WTF? me neither. which i stated explicitly.
but will you speak to what seems NOW to be at the core of the incident? which is: the prohibition against political activity while in uniform.
(i emphasize NOW because MAYBE there is still more context to be revealed. however, TZ’s link did flesh out the original snippet that Ezra Klein supplied.)
Zifnab
Jackalopes! They’re everywhere!
I don’t think anyone ever said investigating was bad, Paul. Feel free to quote where you read this, if I’m wrong. If the NSA wiretapping leaker is definitively outed (and we don’t even know if this is the guy, or if he’s just getting the rough treatment from the FBI on a suspicion), he should be granted whistle blower protection, because the wiretapping was illegal to begin with. That’s the difference between Plame and the wiretapping story. Plame wasn’t outed because she was committing a felony. The NSA was.
Don
Paul L:
Accepting for the moment your implied version of the double standard, it goes to motive, and ‘good’ leaks vs. ‘bad’. On one hand is a federal employee who leaked information on a program (or programs) whose details 8 senior DoJ officials were ready to resign over, and whose revelation embarrassed the White House.

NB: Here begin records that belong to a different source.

PR #291, opened 2021-11-20
Add an ElementContent.init(measureFunction:) variant which takes in an environment

kyleve:
Adds a new variant to `ElementContent`, where the `measureFunction` takes in an `Environment`. This allows us to stop doing things like this:

```swift
    ElementContent { constraint -> CGSize in
        makeElement(for: .normal)
            .content
            .measure(in: constraint, environment: .empty)
    }
}
```

And instead pass the correct environment:

```swift
    ElementContent { constraint, env -> CGSize in
        makeElement(for: .normal)
            .content
            .measure(in: constraint, environment: env)
    }
}
```


kylebshr (approved):

watt (approved):
LGTM.

Linking #140 for future reference. `ViewDescriptionContext` solves the other half of this.

PR #292, opened 2021-11-22
Fix a regression when using Blueprint with Autolayout

kylebshr:
Release 0.33.1 with fix

### DIFF
--- a/BlueprintUI/Sources/BlueprintView/BlueprintView.swift
+++ b/BlueprintUI/Sources/BlueprintView/BlueprintView.swift
@@ -91,6 +91,15 @@ public final class BlueprintView: UIView {
         }
     }
 
+    /// We need to invalidateIntrinsicContentSize when the bounds change for Auto Layout to work correctly.
+    public override var bounds: CGRect {
+        didSet {
+            guard oldValue != bounds else { return }
+
+            invalidateIntrinsicContentSize()
+        }
+    }
+
     /// An optional name to help identify this view
     public var name: String?
 
--- a/BlueprintUI/Sources/BlueprintView/BlueprintView.swift
+++ b/BlueprintUI/Sources/BlueprintView/BlueprintView.swift
@@ -91,10 +91,10 @@ public final class BlueprintView: UIView {
         }
     }
 
-    /// We need to invalidateIntrinsicContentSize when the bounds change for Auto Layout to work correctly.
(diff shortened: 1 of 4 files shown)


BlueprintUI/Sources/BlueprintView/BlueprintView.swift
```diff
@@ -91,6 +91,15 @@ public final class BlueprintView: UIView {
         }
     }
 
+    /// We need to invalidateIntrinsicContentSize when the bounds change for Auto Layout to work correctly.
+    public override var bounds: CGRect {
+        didSet {
+            guard oldValue != bounds else { return }
```
kyleve, line 97: Minorest of nits, even though I wrote this code: This could actually check `bounds.size`, not that it matters much.

kyleve (approved):

BlueprintUI/Sources/BlueprintView/BlueprintView.swift
kylebshr:
```suggestion
            guard oldValue.size != bounds.size else { return }
```

BlueprintUI/Sources/BlueprintView/BlueprintView.swift
```diff
@@ -91,6 +91,15 @@ public final class BlueprintView: UIView {
         }
     }
 
+    /// We need to invalidateIntrinsicContentSize when the bounds change for Auto Layout to work correctly.
```
kylebshr, line 94:
```suggestion
    /// We need to invalidateIntrinsicContentSize when `bound.size` changes for Auto Layout to work correctly.
```

BlueprintUI/Sources/BlueprintView/BlueprintView.swift
```diff
@@ -91,6 +91,15 @@ public final class BlueprintView: UIView {
         }
     }
 
+    /// We need to invalidateIntrinsicContentSize when `bound.size` changes for Auto Layout to work correctly.
+    public override var bounds: CGRect {
```
kyleve, line 95: Double thinking through this: We used to `invalidateIntrinsicContentSize` in `layoutSubviews`, is there any benefit or drawback to doing it here instead? This seems better since we now only invalidate when our bounds as applied by autolayout actually change, but the timing is slightly different from `layoutSubviews`.

kylebshr: Yeah I was wondering about that myself, but if this works it seems better to me since it'll be hit less?

PR #293, opened 2021-11-23
Prep 0.34.0

kyleve:


kylebshr (approved):

kylebshr (changes requested):
I stupidly didn't check the commit sha, and tagged a634ac9 as 0.33.1, which was your merge of the new element content init. I guess we should just update the changelog to say as much? Or can we just change the tag? 🤔

kyleve:
I would say let's just update the changelog - unpublishing / changing the tag is going to be a pain since we already published, and we also already whitelisted in our internal specs repo.

PR #295, opened 2021-11-23
SPM-friendly resource structure

watt:
As of Swift 5.3, you can [declare resources in Package.swift](https://docs.swift.org/package-manager/PackageDescription/PackageDescription.html).

This PR does that, and:
- updates the `swift-tools-version` to 5.4, matching our source compatibility
- moves test resources into a subdirectory of Sources, which feels weird to me, but [is what it wants](https://developer.apple.com/documentation/swift_packages/bundling_resources_with_a_swift_package)

Snapshot image URLs are still resolved the old way rather than the new `Bundle.module` accessor, because we need a writable URL in the checked out repo, not a URL in the compiled bundle's build directory.


kyleve (approved):

kylebshr (approved):

n8chur (approved):
Did we still want to land this? Probably needs a rebase before we merge.

watt:
Whoops! I'll rebase and merge.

On the other we have the exposure by the White House of a senior CIA official (and by extension any related assets) in political retaliation, because of an embarassing revelation. Worse, a senior agent working WMD counter-proliferation. Keep that in mind the next time an administration shill goes on TV to scare the electorate with talk of dirty bombs and mushroom clouds over US cities.
But then, if both were leaks that potentially damaged national security, the FBI should have been duty-bound to investigate both with equal determination. I don’t remember hearing of any White House computers being seized or raids on Rove’s or Cheney’s offices or homes. Tamm will be roasted by the administration’s proxies over the allegations, while Scooter, found guilty by a jury of his peers of obstructing the Plame investigation, skated without jail time. The buck these days stops at the White House gates. Double standard, indeed.
Speaking of good and bad leaks, in this article on the investigation of Risen & Lichtblau’s anonymous source(s):
I love the smell of irony in the morning as much as the next political wonk, but the skeptic in me wonders for a moment whose leakers these are and if Tamm actually is being investigated for the Times leak, or if that’s just the message someone wants sent.
Perry Como
If you do cross the family, they may use strappado on you.
No joke, the US is using “enhanced interrogation” techniques common in the middle ages.
Wilfred
With plenty of new tricks, too – New Yorker full treatment of secret prisons
Crust
IIRC, it is legal to leak classified information if it concerns illegal activity by the government. So that would make an interesting case: it might force a judge to rule whether the warrantless surveillance was illegal (which it apparently was).